RECORDS FOR THIS EXERCISE Start Marker
PR #416, opened 2023-05-08
Updated templates

David-Maisonave:
## Added prefix title
- Added a prefix title, so when user create the issue, it has an associated title prefix (Bugs, Feature-Request, Help), which makes it easier to see what type of issue it is before reviewing it.
- Also added a bug icon for the bug report template.
## Added associated labels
RECORDS FOR THIS EXERCISE End Marker
THE PROBLEM: Every line from the one with "- Also added" through the last line of the records above should be returned exactly, please, and no others.

ANSWER BELOW:
- Also added a bug icon for the bug report template.
## Added associated labels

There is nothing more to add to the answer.